Now he will say not only were you fat in school,your an ar5ehole now you have grown up. What you should have done is waited for him to do chest and offered to spot him :devil2:


----------



## andyhuggins

zasker said:


> ok, im not one to gloat but what happened at the gym has made me so fvcking happy i have a massive smug smile on my face and just need to tell people.
> 
> back in the days when i were a young lad in high school, i was a larger lad, never any good at sports and got teased a fair bit about it and by one person in particular.
> 
> today in the gym, i was training my back and that particular guy walked into the gym. seven years since ive seen him and not a single bit of muscle on him, looks like he just smokes grass all day and to be honest i've seen ethiopians on them adverts with more muscle than him! anyway, i'm there working my back doing one arm lat pull downs and had got upto 80kg and on the final rep i let out somewhat of a whale giving birth grunt and he looked straight over at me, at first he didnt seem to recognise me but he kept looking over and eventually the penny dropped.
> 
> so i finished my workout and went off for a good foam roll and while i was doing that he came over to do the same, he asked me if i was who he thought and i said yeah and the next thing he asked was how i got so big i simply replied 'stop lifting like a p*ssy' got up and fvcked off. :cool2:
> 
> not sure if it was the right way to handle the situation, but has made me feel so fvcking good.


bet he thought "how rude" and went away muttering worse.


----------



## Echo

Brilliant mate :thumb: Things like this, is what makes lifting even better


----------



## DappaDonDave

gearchange said:


> Now he will say not only were you fat in school,your an ar5ehole now you have grown up. What you should have done is waited for him to do chest and offered to spot him :devil2:


And then tea bagged the **** and dropped the weights on his chest. ****ing bullies!


----------



## zasker

gearchange said:


> Now he will say not only were you fat in school,your an ar5ehole now you have grown up. What you should have done is waited for him to do chest and offered to spot him :devil2:


To be honest if I'd have spotted him I'd have made him go to heavy and then just dropped the bar off m and left... Never liked the guy.


----------



## andyebs

i thought you handled it quite well

could have been worse


----------



## Natalie

If he was an ar$ehole in school I doubt he has changed so probably doesn't understand anything other than being ****ty. He obviously noticed you and was impressed otherwise he wouldn't have come over. You achieved your goal, your not after a new friend after all


----------



## nWo

Fair play mate, tbh though it probably came across that you hold a grudge. There's always gonna be someone give you shít when you're young, just part of growing up.


----------



## hometrainer

If you feel good about it then that's all that should matter


----------



## zasker

andyhuggins said:


> bet he thought "how rude" and went away muttering worse.
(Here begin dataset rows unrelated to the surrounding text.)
PR #40212, opened 2024-08-31
[opt](inverted index) cache result sign is initialized only once

zzzxl1993:
## Proposed changes

1. optimize the performance issue caused by slow result sign generation due to too many values in the in condition.

### DIFF
--- a/be/src/vec/exprs/vexpr.cpp
+++ b/be/src/vec/exprs/vexpr.cpp
@@ -617,7 +617,14 @@ bool VExpr::fast_execute(Block& block, const ColumnNumbers& arguments, size_t re
         return false;
     }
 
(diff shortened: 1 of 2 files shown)


zzzxl1993:
run buildall

be/src/vec/exprs/vexpr.cpp
```diff
@@ -617,7 +617,14 @@ bool VExpr::fast_execute(Block& block, const ColumnNumbers& arguments, size_t re
         return false;
     }
 
-    std::string result_column_name = gen_predicate_result_sign(block, arguments, function_name);
+    // cache value is initialized only once.
```
xiaokang, line 620: It can be done in open without lock.

xiaokang (approved):

PR #40216, opened 2024-08-31
[fix](regression) fix regression failure of window_funnel caused by duplicated table name

jacktengg:
BP #40217


jacktengg:
run buildall

PR #40219, opened 2024-08-31
[Bug](expr) execute expr should use local states instead of operators (#40189)

zhangstar333:
## Proposed changes

cherry-pick from master #40189


zhangstar333:
run buildall

PR #37783, opened 2024-07-15
[test](inverted index)Add upgrade and downgrade test cases for inverted_index

ChenPeng2013:
## Proposed changes

Issue Number: close #xxx

add case

PR #40221, opened 2024-08-31
[test](inverted index)Add upgrade and downgrade test cases for inverted_index (#37783)

ChenPeng2013:
add case


airborne12:
run buildall

PR #40227, opened 2024-09-01
[fix](jdbc catalog) Fix incorrect format of FullDriverUrl under Windows

Chen768959:
When debugging in a Windows environment, the `jdbc_drivers_dir` format is `D:\xxx\xxx`. 
The `getFullDriverUrl()` will return `file://D:\xxx\xxx`, 
image
which does not comply with URI format specifications and will prevent the JDBC jar from being loaded in Windows. 
The correct FullDriverUrl format should be `file:///D:\xxx\xxx`.


Chen768959:
run buildall

Chen768959:
Could you please help review this? Thank you all. @morrySnow @xiaokang @dataroaring

morrySnow (approved):

PR #40228, opened 2024-09-01
[fix](mysql catalog) Fixed exception in dorisTypeToDoris when using MySQL catalog.

Chen768959:
When using specific MySQL JDBC packages (such as mysql-connector-java-8.3.0), their `CHAR` or `VARCHAR` metadata strings lack the (len) suffix. 
Consequently, related queries will result in errors due to attempts at converting `CHAR` to int.
clipboard

This pr ensures compatibility with the metadata formats of both `CHAR` and `VARCHAR` types by providing the maximum lengths.


Chen768959:
run buildall

PR #40002, opened 2024-08-27
[fix](arrow-flight-sql) Fix return result from FE Arrow Flight server error `0.0.0.0:xxx, connection refused`

xinyiZzz:
Fix: #36340
Introduced in: #34850

```
adbc_driver_manager.OperationalError: IO: [FlightSQL] connection error: desc = "transport: Error while dialing: dial tcp 0.0.0.0:8029: connect: connection refused" (Unavailable; DoGet: endpoint 0: [uri:"grpc+tcp://0.0.0.0:8029"])
```

When query results are returned from FE Arrow Flight server, and Doris FE and ADBC ​​Client are not on the same machine, such as `show tables;`, `show databases;`, the IP in FlightInfo returned by FE to the client is wrong, and `0.0.0.0` is returned instead of the real IP of FE. The client fails to pull the results from `0.0.0.0`.

No problem when query results are returned from BE Arrow Flight server, such as the normal query statement `select * from xxx`.

PR #40229, opened 2024-09-01
[branch-2.1](arrow-flight-sql) Fix return result from FE Arrow Flight server error 0.0.0.0:xxx, connection refused

xinyiZzz:
pick #40002


xinyiZzz:
run buildall

PR #40247, opened 2024-09-02
[cherry-pick](branch-21) fix encryption_function return wrong result at const column (#40201)

zhangstar333:
## Proposed changes
cherry-pick from master #40201
the string object have error of order, should be src, key,iv,mode


zhangstar333:
run buildall

PR #40260, opened 2024-09-02
[fix](cloud) Fix missing privilege to storage vault after restarting FE

gavinchou:
The previous implement forgets to build `storageVaultPrivTable` (in-memory) after loading auth information from image, which means the privileges are persisted but unable to use after restarting FE.

Note: a new image will be generated after FE restarts or a checkpoint is triggered,
the newly generated will be used when FE starts.

### DIFF
--- a/regression-test/suites/vaults/privilege_restart.groovy
+++ b/regression-test/suites/vaults/privilege_restart.groovy
@@ -1,0 +1,178 @@
+
+// Licensed to the Apache Software Foundation (ASF) under one
+// or more contributor license agreements.  See the NOTICE file
+// distributed with this work for additional information
+// regarding copyright ownership.  The ASF licenses this file
+// to you under the Apache License, Version 2.0 (the
+// "License"); you may not use this file except in compliance
+// with the License.  You may obtain a copy of the License at
+//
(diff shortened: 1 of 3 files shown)


regression-test/suites/vaults/privilege_restart.groovy
```diff
@@ -0,0 +1,178 @@
...
+                    )
+        """
+    }
+
+    //==========================================================================
+    // check the prepared users and tables
+    //==========================================================================
+    def allUsers = (sql " SHOW all grants ").stream().map(row -> row[0]).collect(Collectors.toSet())
+    logger.info("all users: ${allUsers}")
+    def userPresent = !(allUsers.stream().filter(i -> i.contains(user1)).collect(Collectors.toSet()).isEmpty())
```
deardeng, line 99: groovy，有个 find {} , 搜下 case，能找到例子，这个写的太难看了

deardeng: allUsers.find { user1 == it }

Yukang-Lian (approved):

liaoxin01 (approved):
LGTM

PR #40261, opened 2024-09-02
[improvement](jdbc catalog)Optimize JDBC Catalog refresh to reduce frequent client creation.

zy-kkk:
In the previous JDBC Catalog refresh behavior, each refresh would close and recreate the JdbcClient. During this process, we observed that some JDBC drivers create classloader-level shared threads when the JdbcClient is repeatedly instantiated. These threads cannot be garbage collected. Since we use the JdbcClient as the context class loader for the JDBC driver, frequent creation leads to a buildup of non-recyclable shared threads in the JVM. This PR changes the refresh behavior to update the cache only, rather than recreating the client. Recreating the client is unnecessary when the Catalog configuration has not changed.


zy-kkk:
run buildall

zy-kkk:
run buildall

morningman (approved):
LGTM

PR #304, opened 2015-03-25
Update welcoming text

Zillode:
Also, 'API' is too complex and 'securing connection' gives a good feeling (and it'll be fully true if we enable TLS):)

### DIFF
--- a/src/main/res/values/strings.xml
+++ b/src/main/res/values/strings.xml
@@ -3,7 +3,7 @@
 
     <string name="app_name">Syncthing</string>
 
-    <string name="app_description">Replace proprietary services with something open, trustworthy and decentralized.</string>
+    <string name="app_description">An open, trustworthy and decentralized file synchronization application.</string>
 
     <!-- MainActivity -->
 
@@ -18,7 +18,7 @@
     <string name="send_device_id_to">Send Device ID to</string>
 
     <!-- Text for FoldersFragment and DevicesFragment loading view -->
-    <string name="api_loading">Waiting for API</string>
+    <string name="api_loading">Loading&#8230;</string>
 
     <!-- FoldersFragment -->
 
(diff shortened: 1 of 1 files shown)


src/main/res/values/strings.xml
```diff
@@ -18,7 +18,7 @@
     <string name="send_device_id_to">Send Device ID to</string>
 
     <!-- Text for FoldersFragment and DevicesFragment loading view -->
-    <string name="api_loading">Waiting for API</string>
+    <string name="api_loading">Securing Connection</string>
```
Nutomic: I don't like this, it's not really what we are doing.

src/main/res/values/strings.xml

To be honest, there is a rule for me in the gym, talk to me Ill bite if I talk to you I'll be nice as pie.

Only because if people talk to me they break my concentration, which I don't like but if it all to people I was planning it so can cope.


----------



## Geo

Bullies never remember who they bullied, but victims always remember who bullied them..

I once said, to a bully,

Remember me??

Bully > No sorry.

Me > well i remember you, you used to bully me, How about now?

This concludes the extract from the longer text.